Editor’s Note: This is a special guest review from my mom. Sandra is a retired high school English teacher with a lot of opinions and a newfound love of YA literature and urban fantasy—she’s a longtime fan of horror, campy mysteries and police procedurals. As a kid, her goal was to grow up to be Nancy Drew, so much so that she carried around a notebook to report on her neighbors’ potential criminal activities. We’re hoping that she’ll start every review like this one—with an f-bomb.

Evisceration is so fucking cool!

Kit and Fancy, the Cordelle sisters, take you through a portal into another world that’s bizarre and fascinating.

It’s a world where evisceration’s cool, where a crowd of gorgeous people born to carry their heads in their hands have star status, where imps pass from one person to another through kisses and buried bodies grow into trees sprouting the fruit of their inhumanity.

Portero, Kit and Fancy’s hometown, is a place unlike, yet like, those we know.

The Mortmaines, who wear only green as a uniform, keep the town safe from monsters who might swallow the town whole. Portero, the abode of the strange and fabulous, grows docile trees unlike anything growing in the wild, has redbrick streets and low colorful buildings holding secrets that live there breeding and boiling under the surface crippling the minds and actions of its people. Portero, a place where nonetheless love and kindness still flourishes.

If you’ve not had parents, not experienced the uncertainty of adolescence, not felt the sting of prejudgement nor disapproval of others, then Slice of Cherry’s not one that you would relate to.

For the rest of us, it’s a trip down a rabbit hole of madness and hope.

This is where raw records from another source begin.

PR #491, opened 2025-02-27
Fetch events from BRLA API instead of webhooks cache.

gianfra-t:
### Context
Replace polling of webhooks from the cache service, and fetch directly the events from BRLA API. 

Now, each time a user tries to fetch a status, we first query the last events from BRLA and return the last one, if relevant to the user's query.

### Additional changes
Small fix for bug that prevents output token selection.

### DIFF
--- a/signer-service/src/api/controllers/brla.controller.ts
+++ b/signer-service/src/api/controllers/brla.controller.ts
@@ -76,7 +76,7 @@ export const getOfframpStatus = async (req: Request<{}, {}, {}, { taxId: string 
       return;
     }
 
-    const lastEventCached = eventPoller.getLatestEventForUser(subaccount.id);
+    const lastEventCached = await eventPoller.getLatestEventForUser(subaccount.id);
 
     if (!lastEventCached) {
       res.status(404).json({ error: `No status events found for ${taxId}` });
@@ -140,7 +140,7 @@ export const fetchSubaccountKycStatus = async (
       return;
     }
 
-    const lastEventCached = eventPoller.getLatestEventForUser(subaccount.id);
+    const lastEventCached = await eventPoller.getLatestEventForUser(subaccount.id);
 
     if (!lastEventCached) {
       res.status(404).json({ error: `No status events found for ${taxId}` });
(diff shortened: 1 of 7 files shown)


gianfra-t:
@pendulum-chain/devs I left the necessary code for polling the cache as an alternative, as we don't yet know how quickly will BRLA's API have the events ready vs getting them from webhooks.

signer-service/src/api/controllers/brla.controller.ts
```diff
@@ -140,13 +149,18 @@ export const fetchSubaccountKycStatus = async (
       return;
     }
 
-    const lastEventCached = eventPoller.getLatestEventForUser(subaccount.id);
+    const lastEventCached = await eventPoller.getLatestEventForUser(subaccount.id);
```
ebma, line 152: This function now takes the assumption that the KYC event is the last one emitted (by timestamp). Shall we relax this assumption and instead of relying on the fact that the KYC event has to be the latest event, we explicitly check if there was an event with `subscription: "KYC"` and 
```
"data": {
        "kycStatus": "APPROVED",
        "level": 1, // or 2
        "status": "SUCCESS",
...
      },
```
among the latest events? We could for example add a new function or rewrite the existing function to `getSubscriptionEventsForUser(subaccountId, subscriptionType)` and then have access to all the events of a given type.

ebma (commented):
Looks good overall 👍  I just left some nitpicky comments which are not necessarily needed. Though the refactorings might come in handy in the future.

signer-service/src/api/controllers/brla.controller.ts
gianfra-t: True this is a bit of a fundamental limit of this simplistic approach. The thing is, I just don't see how different events would interleave at this stage.

During the creation of the account, it's impossible to get an offramp event. The other way around when the use was KYC'ed and is off/on-ramping.
But most importantly, we control which operation starts so we know when to expect one or the other.

That said, we can add that helper function since is just adding a filter.

ebma: Alright, fine with me.

Issue #484, opened 2025-02-19
Bug: Double signing when offramping from assethub.


gianfra-t:
An Assethub offramp was attempted, yet the application apparently kept reloading at the signing phase. This triggered more than one xcm transfer signing, which the user did, yet only one flow continued and was successful. 

We must investigate what could cause an error on this stage, that would trigger a double signing while potentially discarding one of the flows. 

### Additional info
Both cross chain transfers were done to the same ephemeral account, subscan link [here](https://pendulum.subscan.io/account/153GQ6MRcZiSwRy7xEy3X8kQybdFMov9TWvQr8NDmJLzoFan?tab=xcm_transfer).

PR #492, opened 2025-02-28
Failsafe when sending signed XCM transaction.

gianfra-t:
Issue #484.

The current theory for why this error happened, is that connection with Assethub's RPC dropped between sending the transaction and receiving the confirmation event, as it's hard to see another reason why this function could have failed, knowing the actual extrinsic did not.

Given that, we introduce a new error type `TransactionInclusionError` for the case where the transaction is included in a block, yet for some reason `signAndSend` fails.

In this scenario, we will fetch all the events for the block _once it is available_, and attempt to find the relevant `XcmSent` event.


src/services/phases/polkadot/xcm/index.ts
```diff
@@ -45,11 +63,69 @@ export const signAndSubmitXcm = async (
...
+  const apiAt = await api.at(blockHash);
+  const events = await apiAt.query.system.events();
+  const xcmSentEvents = events.filter((record) => {
+    return record.event.section === 'polkadotXcm' && record.event.method === 'Sent';
+  });
+
+  const event = xcmSentEvents
+    .map((event) => parseEventXcmSent(event))
+    .filter((event) => {
+      return event.originAddress == address;
```
ebma, line 119: How confident are we that this comparison works as expected and we don't need to convert between different encodings of `originAddress` and `address`?

ebma (approved):
The code looks good and makes sense to me 👍  I assume you are basing this on assumptions and we are not really sure if it will work, e.g. it could be that the callback we pass to `signAndSend()` doesn't even trigger after we encounter the error and the `inBlockHash` would never assign. 

I'm fine if we merge this based on the assumption that it works. We'd only need to make sure that the happy path also still works as expected. Have you tested an AssetHub offramp with these changes already @gianfra-t?

src/services/phases/polkadot/xcm/index.ts
gianfra-t: I tested this (although it's quite hard to do so) working with a mocked chain. We can be "fairly" sure because it is the same filter condition we use with `signAndSend`, and we are parsing the event with the same function (which already converts the address).

gianfra-t:
>  I assume you are basing this on assumptions and we are not really sure if it will work
Exactly, the bug observed was quite surprising and I cannot easily pinpoint why it happened.

> Have you tested an AssetHub offramp with these changes already
I believe not, certainly not outside local. Will do.

gianfra-t:
Tested a successful offramp on the preview.

ebma:
Great, then let's get this merged ✅

src/services/phases/polkadot/xcm/assethub.ts
```diff
@@ -62,9 +62,22 @@ export async function executeAssetHubToPendulumXCM(
       context.setOfframpSigningPhase('started');
 
       const afterSignCallback = () => setOfframpSigningPhase?.('finished');
-      const { hash } = await signAndSubmitXcm(walletAccount, tx, afterSignCallback);
-
-      return { ...state, assetHubXcmTransactionHash: hash as `0x${string}` };
+      try {
+        const { hash } = await signAndSubmitXcm(walletAccount, tx, afterSignCallback);
+        return { ...state, assetHubXcmTransactionHash: hash as `0x${string}` };
```
Sharqiewicz, line 67: Could we use `Address` or `Hash` type instead of `0x${string}`?

src/services/phases/polkadot/xcm/assethub.ts
```diff
@@ -62,9 +62,22 @@ export async function executeAssetHubToPendulumXCM(
...
+      } catch (error) {
+        if (error instanceof TransactionInclusionError) {
+          try {
+            const { hash } = await verifyXcmSentEvent(assetHubNode.api, error.blockHash, walletAccount.address);
+            return { ...state, assetHubXcmTransactionHash: hash as `0x${string}` };
```
Sharqiewicz, line 72: Could we use `Address` or `Hash` type instead of `0x${string}`?

src/services/phases/polkadot/xcm/index.ts
```diff
@@ -45,11 +63,69 @@ export const signAndSubmitXcm = async (
...
+            ),
+          );
+        }
+
         reject(new Error(`Failed to do XCM transfer: ${error}`));
       });
   });
 };
 
+async function waitForBlock(api: ApiPromise, blockHash: string, timeoutMs = 60000): Promise<SignedBlock> {
```
Sharqiewicz, line 80: Maybe we can use the example from the docs? https://polkadot.js.org/docs/api/examples/promise/listen-to-blocks/

src/services/phases/polkadot/xcm/index.ts
```diff
@@ -45,11 +63,69 @@ export const signAndSubmitXcm = async (
...
+      }
+    } catch (error) {
+      console.log(error);
+    }
+    await new Promise((resolve) => setTimeout(resolve, pollIntervalMs));
+  }
+  throw new Error(`Block ${blockHash} not found after ${timeoutMs}ms`);
+}
+
+export async function verifyXcmSentEvent(
```
Sharqiewicz, line 99: WDYT?
```suggestion
export async function verifyXcmSentEvent(
  api: ApiPromise,
  blockHash: string,
  address: string,
): Promise<{ event: XcmSentEvent; hash: string }> {
  try {
    await waitForBlock(api, blockHash);
    
    const apiAt = await api.at(blockHash);
    const events = await apiAt.query.system.events();
    
    const xcmSentEvent = events
      .filter(record => 
        record.event.section === 'polkadotXcm' && 
        record.event.method === 'Sent'
      )
      .map(parseEventXcmSent)
      .find(event => event.originAddress === address);

    if (!xcmSentEvent) {
      throw new Error(`No XcmSent event found for account ${address}`);
    }

    return { event: xcmSentEvent, hash: blockHash };
  } catch (err) {
    throw new Error(`Block ${blockHash} not found`);
  }
}
```

src/services/phases/polkadot/xcm/assethub.ts
gianfra-t: I think we wanted to add our own type Address before. But, I'm not sure how to use those types from polkadot.js, is there a conversion function or something?

gianfra-t: For a later refactor, we could add our own classes for Address, to ease out also conversion between generic, hex, etc.

src/services/phases/polkadot/xcm/index.ts
gianfra-t: Changed [here](https://github.com/pendulum-chain/vortex/pull/492/commits/b7df5118d6d728cf7e0fd57a1b3f4acc989302cd). I kept the separate error for block not found though.

src/services/phases/polkadot/xcm/index.ts
gianfra-t: Thanks. I [changed](https://github.com/pendulum-chain/vortex/pull/492/commits/b7df5118d6d728cf7e0fd57a1b3f4acc989302cd) it to a recursive call. However we still do nothing if `getBlock` fails and we also want to keep trying even if it is successful, but not found (in case the block is being built), so I restructured a bit the suggestion.

ebma: Let's not use recursion. I liked your original version better @gianfra-t. The reason is that a) recursion generally has worse performance than iterative functions, especially for larger call depth and b) the signature of the function made more sense before, ie. it's more natural to pass a timeout to a function that waits for a block than a number of retries IMO. I wouldn't know how long the `waitForBlock` function waits in total if I can only specify the number of retries but not the retry delay. Using the timeout simplifies that altogether.

Sharqiewicz (approved):

src/services/phases/polkadot/xcm/index.ts
gianfra-t: Sure, we can go back. I didn't think about affecting performance given that the stack would not be so large.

Descendents of their father, the infamous Bonesaw Killer, and their mother, the kind and wise Madda, the sisters take the mantle of their father following a dark desire to kill, but unlike their father to kill only those deserving of death. Indulging in their birthright leads to the discovery of a portal that opens into a fine world, The Happy Place. It gives them the perfect ground to leave the slain. How can there be crime if there’s no evidence?

Woven into their Mad Hatter’s world comes depth of understanding, self discovery and love. Step into the land of Portero and The Happy Place.

It’s worth letting go of your imagination to find a world beyond our own.